We provide a pre-configured Docker environment with Jupyter Lab. You can either **build the image locally** or **pull the latest version from Docker Hub**.

#### Option A: Build the image locally

```bash
make build
make run
```

#### Option B: Pull the latest image from Docker Hub

```bash
make pull
make run
```

This mounts:

* `notebooks/` → for saving Jupyter notebooks
* `results/` → for analysis outputs
* `data/` → for raw/processed EEG/MEG data

Jupyter will open in your browser on [http://localhost:8888](http://localhost:8888)

---

## 📒 Getting Started (under construction)
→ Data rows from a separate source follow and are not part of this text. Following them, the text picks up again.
PR #6047, opened 2019-04-29
Add EventToCommandBehavior

dansiegel:
### Description of Change ###

This closes #5685 from @davidortinau for an EventToCommandBehavior. This makes two changes

1) Adds the AssociatedObject in Behavior{T} which is the major missing piece of Behavior and even shown in numerous samples and docs.
2) Adds the EventToCommandBehavior from Prism which provides support for invoking a command based on a Path Name of a property in the EventArgs and/or using a IValueConverter to convert the EventArgs/Property 

### API Changes ###

Added:
 - T Behavior<T>.AssociatedObject { get; } 
 - EventToCommandBehavior
 
### Platforms Affected ### 

- Core

None

Not applicable

### Testing Procedure ###

n/a

### PR Checklist ###

- [x] Has automated tests 

### DIFF
--- a/Xamarin.Forms.Core/Interactivity/EventToCommandBehavior.cs
+++ b/Xamarin.Forms.Core/Interactivity/EventToCommandBehavior.cs
@@ -1,0 +1,160 @@
+﻿using System;
+using System.Globalization;
+using System.Linq;
+using System.Linq.Expressions;
+using System.Reflection;
+using System.Windows.Input;
+
+namespace Xamarin.Forms.Core.Interactivity
+{
+	public class EventToCommandBehavior : Behavior
+	{
+		public static readonly BindableProperty EventNameProperty =
+			BindableProperty.Create(nameof(EventName), typeof(string), typeof(EventToCommandBehavior));
+
+		public static readonly BindableProperty CommandProperty =
+			BindableProperty.Create(nameof(Command), typeof(ICommand), typeof(EventToCommandBehavior));
+
+		public static readonly BindableProperty CommandParameterProperty =
+			BindableProperty.Create(nameof(CommandParameter), typeof(object), typeof(EventToCommandBehavior));
+
+		public static readonly BindableProperty EventArgsConverterProperty =
+			BindableProperty.Create(nameof(EventArgsConverter), typeof(IValueConverter), typeof(EventToCommandBehavior));
+
+		public static readonly BindableProperty EventArgsConverterParameterProperty =
+			BindableProperty.Create(nameof(EventArgsConverterParameter), typeof(object), typeof(EventToCommandBehavior));
+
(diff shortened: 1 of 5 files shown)


Xamarin.Forms.Core/Interactivity/EventToCommandBehavior.cs
```diff
@@ -0,0 +1,160 @@
...
+			if (_handler != null)
+			{
+				_eventInfo.RemoveEventHandler(bindable, _handler);
+			}
+			_handler = null;
+			_eventInfo = null;
+			base.OnDetachingFrom(bindable);
+		}
+
+		private void AddEventHandler(EventInfo eventInfo, object item, Action<object, EventArgs> action)
```
samhouts:
```suggestion
		void AddEventHandler(EventInfo eventInfo, object item, Action<object, EventArgs> action)
```

dansiegel:
@StephaneDelcroix no offense intended, I hadn't noticed your comments on the issue from @davidortinau. As I mentioned above I was just bringing this over from what Prism has been using for 2 years... the AssociatedObject on the Behavior<T> has been in every sample I've seen since the introduction of Behaviors and why so many people just created a BehaviorBase<T> that adds exactly that single property.

> Behaviors are meant to be declared in Styles, and have shared instances. So your behavior should keep track of an AssociatedObject, but an array of AssociatedObjects.

Regarding your comments on AssociatedObject(s)

- I honestly wasn't aware that Style even took Behaviors... TBH I don't recall seeing it as an option in Intellisense, nor would have occurred to me to try to use a Behavior on a Style.
- I cannot honestly think of a single case where I've ever used a Behavior in a manner where it could or would be shared between elements.
- I cannot think of any blogs (official or otherwise) or documentation that indicates that Behaviors could be used in the manner you describe. Which may not mean there isn't any, but should at least indicate that it's very likely that what I've described is probably pretty common.

As I think on what you're asking for adding an AssociatedObjects element makes ZERO sense to me. It really only make sense to me that you want access to the AssociatedObject while executing custom code say in an EventHandler or something. If you're still that adamantly against AssociatedObject, I think it makes more sense to back those changes out of this PR so we can get the EventToCommandBehavior part merged, and we can deal with the AssociatedObject issue separately.

StephaneDelcroix:
@dansiegel my wrong. I thought you replied and dismissed my review (https://github.com/xamarin/Xamarin.Forms/pull/5685#discussion_r275712600) but that wasn't you. I'll come back with a solution when I have a few free minutes. thanks for your patience.

Now that you know that you can use Behaviors in Styles (like in Silverlight or WPF), I'm sure you're thinking of 100 of ways doing that would make all of your xaml looks simpler and more beautiful :)

samhouts:
I believe we're in agreement that this is not the approach we'll take at this time, so I will close this PR. Thank you!!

👉 **documentation** Early helpers are available at: [https://meganorm.readthedocs.io](https://meganorm.readthedocs.io). We are working hard to add more thorough documentations and tutorials and they will be available soon.

```python 
import meganorm
```

Explore examples in the [`notebooks/`](notebooks/) folder.

---

## 🧚‍♂️ Testing (under construction)

Run unit tests using:

```bash
pytest tests/
```

---

## 🧠 Citing MEGaNorm

If you use MEGaNorm in your work, please cite:

**DOI**: [10.5281/zenodo.15441320](https://doi.org/10.5281/zenodo.15441320)

You can download BibTeX and other citation formats directly from the [Zenodo page](https://doi.org/10.5281/zenodo.15441320).


---

## 🤝 Contributing

Contributions, issues and feature requests are welcome!

See [CONTRIBUTING.md](CONTRIBUTING.md) for more info.

---

## 📜 License

This project is licensed under the terms of the **GNU General Public License v3.0** – see the [LICENSE](LICENSE) file for details.